American businessman

John Wesley Hunt (1773–1849) was an American businessman, and early civic leader in Lexington, Kentucky. He was one of the first millionaires west of the Allegheny Mountains. Hunt enslaved as many as 77 people, many of them children, including farm and industrial and domestic workers.

John Wesley Hunt was born in 1773 in Trenton, New Jersey. He was the son of a Lt. Col. in the Revolutionary War, Abraham Hunt, and Theodosia Pearson Hunt. Moving to Lexington in 1795, he became a merchant, slavetrader, horsebreeder, hemp manufacturer, and banker.
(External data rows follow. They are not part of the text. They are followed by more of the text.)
PR #1204, opened 2019-01-03
Port clear-face-cache (fix #1164)

### LINKED ISSUE #1164: Port clear-face-cache
```c
DEFUN ("clear-face-cache", Fclear_face_cache, Sclear_face_cache, 0, 1, 0,
       doc: /* Clear face caches on all frames.
Optional THOROUGHLY non-nil means try to free unused fonts, too.  */)
  (Lisp_Object thoroughly)
{
  clear_face_cache (!NILP (thoroughly));
  face_change = true;
  windows_or_buffers_changed = 53;
  return Qnil;
}
```

r-darwish:
1. I'd like to give that `53` a meaningful constant name, but I don't know what this value means
2. I can't get this to compile, even when cleaning the build. This is the first time I'm making a new Rust module in Remacs so I probably missed something:

```
/usr/bin/ld: composite.o: in function `Fclear_composition_cache':
/home/roeyd/src/remacs/src/composite.c:700: undefined reference to `Fclear_face_cache'
/usr/bin/ld: fontset.o: in function `free_realized_fontsets':
/home/roeyd/src/remacs/src/fontset.c:1327: undefined reference to `Fclear_face_cache'
collect2: error: ld returned 1 exit status
```

### DIFF
--- a/rust_src/src/xfaces.rs
+++ b/rust_src/src/xfaces.rs
@@ -1,0 +1,21 @@
+//! "Face" primitives.
+
+use remacs_macros::lisp_fn;
+
+use crate::{
+    lisp::defsubr,
+    remacs_sys::{clear_face_cache, set_face_change, windows_or_buffers_changed},
+};
+
+/// Clear face caches on all frames.
+/// Optional THOROUGHLY non-nil means try to free unused fonts, too.
+#[lisp_fn(min = "0", name = "clear-face-cache", c_name = "clear_face_cache")]
+pub fn clear_face_cache_lisp(thoroughly: bool) {
+    unsafe {
+        clear_face_cache(thoroughly);
+        set_face_change(true);
+        windows_or_buffers_changed = 53;
+    }
+}
+
+include!(concat!(env!("OUT_DIR"), "/xfaces_exports.rs"));
--- a/rust_src/src/lib.rs
+++ b/rust_src/src/lib.rs
@@ -122,6 +122,7 @@ mod util;
 mod vectors;
 mod window_configuration;
 mod windows;
+mod xfaces;
 mod xml;
 
 #[cfg(all(not(test), target_os = "macos", feature = "unexecmacosx"))]
--- a/src/dispextern.h
+++ b/src/dispextern.h
@@ -1812,6 +1812,8 @@ GLYPH_CODE_P (Lisp_Object gc)
 
 extern bool face_change;
 
+void set_face_change(bool value);
+
 /* For reordering of bidirectional text.  */
 
 /* UAX#9's max_depth value.  */
--- a/src/xfaces.c
+++ b/src/xfaces.c
@@ -356,6 +356,11 @@ static struct face *realize_non_ascii_face (struct frame *, Lisp_Object,
 			      Utilities
  ***********************************************************************/
 
+void set_face_change(bool value)
+{
+    face_change = value;
+}
+
 #ifdef HAVE_X_WINDOWS
 
 #ifdef DEBUG_X_COLORS
@@ -644,17 +649,6 @@ clear_face_cache (bool clear_fonts_p)
       clear_image_caches (Qnil);
     }
 #endif /* HAVE_WINDOW_SYSTEM */
-}
-
-DEFUN ("clear-face-cache", Fclear_face_cache, Sclear_face_cache, 0, 1, 0,
-       doc: /* Clear face caches on all frames.
-Optional THOROUGHLY non-nil means try to free unused fonts, too.  */)
-  (Lisp_Object thoroughly)
-{
-  clear_face_cache (!NILP (thoroughly));
-  face_change = true;
-  windows_or_buffers_changed = 53;
-  return Qnil;
 }
 
 
@@ -6303,7 +6297,6 @@ syms_of_xfaces (void)
   defsubr (&Sdump_face);
   defsubr (&Sshow_face_resources);
 #endif /* GLYPH_DEBUG */
-  defsubr (&Sclear_face_cache);
   defsubr (&Stty_suppress_bold_inverse_default_colors);
 
 #if defined DEBUG_X_COLORS && defined HAVE_X_WINDOWS


brotzeit:
Did you run `cargo clean` in `rust_src/` ?

r-darwish:
Yeah. I ran `make clean`. The build also seems to fail in [Travis](https://travis-ci.org/Wilfred/remacs/jobs/474846263#L1601). 

There's a different error in Travis from what I described, but it's probably due to the fact that I didn't run `./configure` with `WERROR_CFLAGS='-Werror -Wno-error=deprecated-declarations'` like Travis did. The two errors probably caused by the same problem. 

The function in `composite.c` tries to call `Fclear_face_cache`, which is now in Rust. Can a C function call a Lisp function implemented in Rust?

rust_src/src/xfaces.rs
```diff
@@ -0,0 +1,25 @@
+use crate::{
```
shaleh: 1) The file should begin with `//! Description`. Grab the one from the top of the C file and update as appropriate.
2) Our style is to list std, then external crates, then our crates, then the src/ modules.

rust_src/src/xfaces.rs
```diff
@@ -0,0 +1,25 @@
...
+    lisp::defsubr,
+    remacs_sys::{clear_face_cache, windows_or_buffers_changed},
+};
+use remacs_macros::lisp_fn;
+use std::sync::atomic::{AtomicBool, Ordering};
+
+lazy_static! {
+    static ref FACE_CHANGE: AtomicBool = AtomicBool::new(false);
```
shaleh: Do not replicate the variables from C when porting. This leads to bugs where C sets a value and Rust does not see it.
Remove the original `FACE_CHANGE` and see how it goes.

rust_src/src/xfaces.rs
```diff
@@ -0,0 +1,25 @@
...
+}
+
+/// Clear face caches on all frames.
+/// Optional THOROUGHLY non-nil means try to free unused fonts, too.
+#[lisp_fn(name = "clear-face-cache")]
```
shaleh: There are two issues here. The first is why the compilation breaks. As written, this exports a function called `Frust_clear_face_cache`. To fix this `cname` also needs to be set. The other issue is `thoroughly` is meant to be optional. This means settings `min = "0"`.

rust_src/src/xfaces.rs
```diff
@@ -0,0 +1,25 @@
...
+pub fn rust_clear_face_cache(thoroughly: bool) {
+    unsafe {
+        clear_face_cache(thoroughly);
+    }
+    FACE_CHANGE.store(true, Ordering::SeqCst);
+    unsafe {
+        windows_or_buffers_changed = 53;
```
shaleh: `53` is an arbitrary value. If you look at the code `windows_or_buffers_changed` is set to a different value each time it is assigned. This allows one to debug where the value came from. The value is only checked for zero or non-zero.

shaleh: See this comment in xdisp.c.

```
  Mostly for historical reasons, windows_or_buffers_changed can also take
   other non-zero values.  In that case, the precise value doesn't matter (it
   encodes the cause of the setting but is only used for debugging purposes),
   and what it means is that we shouldn't pay attention to any `redisplay' bits
   and we should simply try and redisplay every window out there.
```

shaleh:
I opened #1205 after reviewing this PR. We were not consistently using `c_name` which could be confusing.

rust_src/src/xfaces.rs
```diff
@@ -0,0 +1,25 @@
...
+use std::sync::atomic::{AtomicBool, Ordering};
+
+lazy_static! {
+    static ref FACE_CHANGE: AtomicBool = AtomicBool::new(false);
+}
+
+/// Clear face caches on all frames.
+/// Optional THOROUGHLY non-nil means try to free unused fonts, too.
+#[lisp_fn(name = "clear-face-cache")]
+pub fn rust_clear_face_cache(thoroughly: bool) {
```
shaleh: The proper name is `clear_face_cache_lisp`.

rust_src/src/xfaces.rs
r-darwish: If I remove the variable from C then I'll need to export a getter and a setter from Rust and use it in the C code until everything is ported. Do I understand correctly?

rust_src/src/xfaces.rs
r-darwish: Do we want to keep the `53` floating here or do we want to convert it to an enum that looks something like:

```rust
enum ChangeCode {
    ClearFaceCache = 53,
    ...
}
```

?

rust_src/src/xfaces.rs
r-darwish: https://github.com/r-darwish/remacs/blob/clear-face-cache/src/xfaces.c#L22

Should I just write the first line, which is "Faces.", or should I convert the whole paragraph?

shaleh: `"Face" primitives.` is what you want.

rust_src/src/xfaces.rs
shaleh: Sounds right. Which is why we usually use the C variables until all of the code which needs them is ported then port the variable last.

rust_src/src/xfaces.rs
shaleh: The use case is a developer in a debugger who sees '53' in `windows_or_buffers_changed` so they know the most recent thing to set the value was `Fclear_face_cache`. The enum would not help here since the C code is still using an int.

rust_src/src/xfaces.rs
r-darwish: Maybe I'm missing something, but I don't see the original `face_change` listed in the doc of `remacs_sys`. How can I access the original C variable from Rust?

shaleh: If the variable is only used in the one C file then you need to expose it in a header.

shaleh: or right a C function to set/get and expose them.

r-darwish: It appears [here](https://github.com/r-darwish/remacs/blob/clear-face-cache/src/dispextern.h#L1813).  Is it unavailable in `emacs_sys` due to [this](https://github.com/r-darwish/remacs/blob/clear-face-cache/rust_src/remacs-bindings/src/main.rs#L258) blacklist?

r-darwish: I added up an setter function because I don't want to alter existing C code. We can add the getter one it's needed.

rust_src/src/xfaces.rs
```diff
@@ -0,0 +1,21 @@
...
+use remacs_macros::lisp_fn;
+
+use crate::{
+    lisp::defsubr,
+    remacs_sys::{clear_face_cache, set_face_change, windows_or_buffers_changed},
+};
+
+/// Clear face caches on all frames.
+/// Optional THOROUGHLY non-nil means try to free unused fonts, too.
+#[lisp_fn(name = "clear-face-cache", min = "0", c_name = "clear_face_cache")]
```
shaleh:
```suggestion
#[lisp_fn(min = "0", name = "clear-face-cache", c_name = "clear_face_cache")]
```

r-darwish:
@shaleh I don't understand why only some of the Travis builds failed. Could you please take a look?

shaleh:
The MacOS CI has been failing for a while, we have an open issue to resolve that. If you see only flymake and epg failures then the tests passed on Mac.

As for the Linux failure, hmmm. Not sure. The 4 CI tests are Linux and Mac, then Linux and Mac again but this time without the Graphical UI enabled.

r-darwish:
CI passes now. Is there anything else that needs to be done?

In 1799, President John Adams named Hunt as postmaster of Lexington.

Beginning in 1800, he developed a profitable slave-trading business with his family members Abijah, Jeremiah, and Jesse Hunt beginning in 1800. John would ship the slaves from Kentucky to Mississippi, where Abijah predicted he could get an average of $500 for them (versus about $300 in Kentucky).
A horsebreeder, he introduced the Messenger strain to Kentucky in the winter of 1839–1840.

He married Catherine Grosh, and in 1814, he built a two-story brick mansion known as "Hopemont" (today known as The Hunt-Morgan House) for him and his wife. Their son Charlton Hunt became the first mayor of Lexington.

He died in 1849. He was buried in the family plot at the Lexington Cemetery. His grandson, John Hunt Morgan, was a famous Confederate general during the American Civil War of 1861–1865. Through John Hunt Morgan, he was also the great-great-grandfather of African-American inventor Garrett Morgan. A great-grandson, Thomas Hunt Morgan, was the first person from Kentucky to win a Nobel Prize.